Mass Effect 3
2021-12-18
As I have outlined in Hello world! (again) I have had two previous iterations of blogs over the years.
In it you can clearly see that I have lost domains, data and memories.
As seen in My tale of Nix I suspected that my wordpress install was the root cause of my issues.
Since I had it dockerised I thought it would be pretty easy to back it up, and it was, got teh files archived and everything.
Roll forwards to yesterday.
I may have had the files neatly saved away, however as I was trying to get the image up and running I fell into a pile of problems:
InnoDB: Cannot open table wpdb/wp_options from the internal data dictionary of InnoDB though the .frm file for the table exists.

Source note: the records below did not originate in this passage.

PR #575, opened 2021-07-22
Release v1.0.1

duckontheweb:
Patch release v1.0.1 to include change from #574.

@lossyrob I'm not sure if this is the best way to handle updating the CHANGELOG and library version. Making the change on this branch means our `main` branch is out of sync with the latest CHANGELOG and version. Applying the changes to `main` would mean that installing from that branch would include changes from #565 but be marked as `v1.0.1`, which didn't seem right. Let me know if there's a better strategy for this.

**PR Checklist:**

### DIFF
--- a/CHANGELOG.md
+++ b/CHANGELOG.md
@@ -1,18 +1,10 @@
 # Changelog
 
-## [Unreleased]
-
-### Added
-
-### Removed
+## [v1.0.1]
 
 ### Changed
 
 - HREFs in `Link` objects with `rel == "self"` are converted to absolute HREFs ([#574](https://github.com/stac-utils/pystac/pull/574))
-
-### Deprecated
-
-### Fixed
 
 ## [v1.0.0]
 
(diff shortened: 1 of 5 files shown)


lossyrob:
What I've done in the past is:
- Make this PR against main, updating the version number and changelog
- Cherry pick these changes as well as #574 into the release branch

As you noted, there's a bit of inconsistency with the 1.0.1 version being on main ... but that inconsistency already exists, as it's currently labeled 1.0.0 where it has additional features to than that release.

Two ways to handle this I see are:
- Consider the version number on `main` as being the previous release, understanding that there will be additional changes to `main` that are not actually included in the release
- Change the version number on `main` to update the version number as part of the release process; e.g. we would have had a PR to update the version on `main` to be v1.1.0. 

I think the second option has issues because you don't actually know the next release number until you make it - e.g. in this situation, where the next release is actually a bugfix release.

I don't see too much issue with keeping things the way they are, in that the version number on main is the previous release + all the the unreleased development. So if we go with option 1, then the process I described should handle that fine, where the main version is 1.0.1 with the latest changelog, and both the version change and the desired bugfix PRs are cherry-picked into the release branch

duckontheweb:
> What I've done in the past is:
> 
> * Make this PR against main, updating the version number and changelog
> * Cherry pick these changes as well as [Relative self hrefs break link resolution #574](https://github.com/stac-utils/pystac/pull/574) into the release branch
> 
> As you noted, there's a bit of inconsistency with the 1.0.1 version being on main ... but that inconsistency already exists, as it's currently labeled 1.0.0 where it has additional features to than that release.

Thanks, that makes sense; I was having a hard time thinking through this clearly. I'll redo this PR on `main`.

PR #579, opened 2021-07-27
Include typing information during packaging

cuttlefish:
**Related Issue(s):**
stac-utils/stactools#155

**Description:**
This includes type information in the packages so that users of `pystac` can utilize it. This is particularly useful if the downstream project uses `mypy` or any of its competitors.

**PR Checklist:**

- ~[ ] Documentation has been updated to reflect changes, if applicable~

### DIFF
--- a/setup.py
+++ b/setup.py
@@ -20,8 +20,9 @@ setup(
     author_email="stac@radiant.earth",
     url="https://github.com/stac-utils/pystac",
     packages=find_packages(),
+    package_data={p: ["py.typed"] for p in find_packages()},
     py_modules=[splitext(basename(path))[0] for path in glob("pystac/*.py")],
-    include_package_data=False,
+    include_package_data=True,
     python_requires=">=3.7",
     install_requires=[
         "python-dateutil>=2.7.0",
--- a/setup.py
+++ b/setup.py
@@ -20,9 +20,8 @@ setup(
     author_email="stac@radiant.earth",
     url="https://github.com/stac-utils/pystac",
     packages=find_packages(),
-    package_data={p: ["py.typed"] for p in find_packages()},
+    package_data={"": ["py.typed"]},
     py_modules=[splitext(basename(path))[0] for path in glob("pystac/*.py")],
-    include_package_data=True,
     python_requires=">=3.7",
     install_requires=[
         "python-dateutil>=2.7.0",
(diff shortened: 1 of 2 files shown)


cuttlefish:
@duckontheweb Python packaging is not my forte, but this seems to work based on my testing.
I'm hoping to use it in `stactools` stac-utils/stactools#182

setup.py
```diff
@@ -20,8 +20,9 @@
     author_email="stac@radiant.earth",
     url="https://github.com/stac-utils/pystac",
     packages=find_packages(),
+    package_data={p: ["py.typed"] for p in find_packages()},
```
duckontheweb, line 23:
```suggestion
    package_data={"": ["py.typed"]},
```

This will ensure that `py.typed` is included for all packages included in the distribution.

setup.py
```diff
@@ -20,8 +20,9 @@
...
     py_modules=[splitext(basename(path))[0] for path in glob("pystac/*.py")],
-    include_package_data=False,
+    include_package_data=True,
```
duckontheweb, line 25: I think we actually just want to leave this out completely and let the `package_data` argument handle this. This argument has caused a lot of confusion in general because it only works with files that are under version control and/or in a `MANIFEST.in` file. That covers our case here, but I usually prefer to just use `package_data` so that we're explicit about what we're including.

duckontheweb (commented):
Thanks for this @cuttlefish!

Based on past experience and brushing up on the [Data Files Support](https://setuptools.readthedocs.io/en/latest/userguide/datafiles.html#data-files-support) docs I think it might be best to just use `package_data` and not `include_package_data` (see specific comments below). Let me know what you think.

setup.py
cuttlefish: Ahh, when I was working out how to do it in a `setup.cfg` for `stactools` I saw something about `"" keys matching all` and had no idea what it was talking about :laughing:. Thanks!

setup.py
cuttlefish: You're right. It's working for me with this argument removed.

cuttlefish:
Thanks so much @duckontheweb! You're right about `include_package_data`. Just specifying `package_data` seems to do the trick.
I've also pulled in @gadomski's build fix, so hopefully the CI passes.

duckontheweb (approved):
👍🏻

Issue #589, opened 2021-07-29
Set _stac_io on constructed object if `root` passed into `from_dict`


matthewhanson:
The `from_dict` functions can now take in a root catalog. If provided, the resulting object should set it's `_stac_io` object to that of the root. 

As it stands now, if you get Collections from a root catalog, those collections will switch back to using the DefaultStacIO class.

PR #590, opened 2021-07-30
Apply StacIO instance from root in Catalog.set_root

duckontheweb:
**Related Issue(s):**

- #589

**Description:**

- Adds "public" `Catalog.stac_io` property that reads/writes to `Catalog._stac_io` for backwards compatibility.

    Since we are reading and writing to this attribute from outside the owning class in a number of cases it seems appropriate to make it a public property.
 
- Adds the `StacIO` instance from `root.stac_io` to the calling `Catalog` in `Catalog.set_root`.

**PR Checklist:**

### DIFF
--- a/CHANGELOG.md
+++ b/CHANGELOG.md
@@ -4,6 +4,9 @@
 
 ### Added
 
+- "Public" `Catalog.stac_io` property to match "private" `Catalog._stac_io` attribute
+  ([#590](https://github.com/stac-utils/pystac/pull/590))
+
 ### Removed
 
 ### Changed
@@ -11,6 +14,9 @@
 - Enable [strict
   mode](https://mypy.readthedocs.io/en/latest/command_line.html?highlight=strict%20mode#cmdoption-mypy-strict)
   for `mypy` ([#591](https://github.com/stac-utils/pystac/pull/591))
+- `Catalog.set_root` also sets `Catalog.stac_io` for the calling instance to be the same
+  as `root.stac_io`, if that value is not `None`
+  ([#590](https://github.com/stac-utils/pystac/pull/590))
 
 ### Fixed
 
--- a/CHANGELOG.md
+++ b/CHANGELOG.md
@@ -4,9 +4,6 @@
 
 ### Added
 
-- "Public" `Catalog.stac_io` property to match "private" `Catalog._stac_io` attribute
-  ([#590](https://github.com/stac-utils/pystac/pull/590))
-
 ### Removed
 
 ### Changed
--- a/CHANGELOG.md
+++ b/CHANGELOG.md
@@ -6,6 +6,8 @@
 
 ### Removed
 
+- Exclude `tests` from package distribution. This should make the package lighter ([#604](https://github.com/stac-utils/pystac/pull/604))
+
 ### Changed
 
 - Enable [strict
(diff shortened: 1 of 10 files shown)


lossyrob:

Thankfully this was easy enough to solve thanks to this SO post.
Next up there was teh issue of links.
Although I changed the base domain in the DB Wordpress still had issues with having the correct paths.
A post was sometimes accessed via http://192.168.1.150/2019/09/01/my-mongodb-upgrade-or-not-ish/
would be requesting
http://192.168.1.150/2019/09/01/my-mongodb-upgrade-or-not-ish/192.168.1.150/wp-includes/js/wp-emoji-release.min.js?ver=5.9.3
.
For the most part the posts were relativly accessable, however the editing pages were completely unuseable due to teh above path issues.
So I opted to copy the raw text in and customise each one to suit:
- Data Lookup in Excel has images embeded within so I enabled gitlfs for this project.
- Thoughts and reflections on hope. had formulas so required a latex script on the page.
- Website on a student budget – Scrooge version was full of dead links that needed to be sorted out.
- Guild Wars 2 Spidy bulk script v1.2 had a lot of strange quotes that fecked up teh code within
As much as I could I kept the formatting the same, which was easy for the most part.
Now that it is done I am glad, the posts have been moved out of an opaque setup into something that should be resistant to data loss and rot.
Despite how much data there is on teh internet it is far too easy for it to just go missing, permanently.
It was also a nice lookback on who I was in teh past, it would have been incredibly easy to wipe the slate clean but knowing where you have been and where you are now helps in planning where to go in teh future.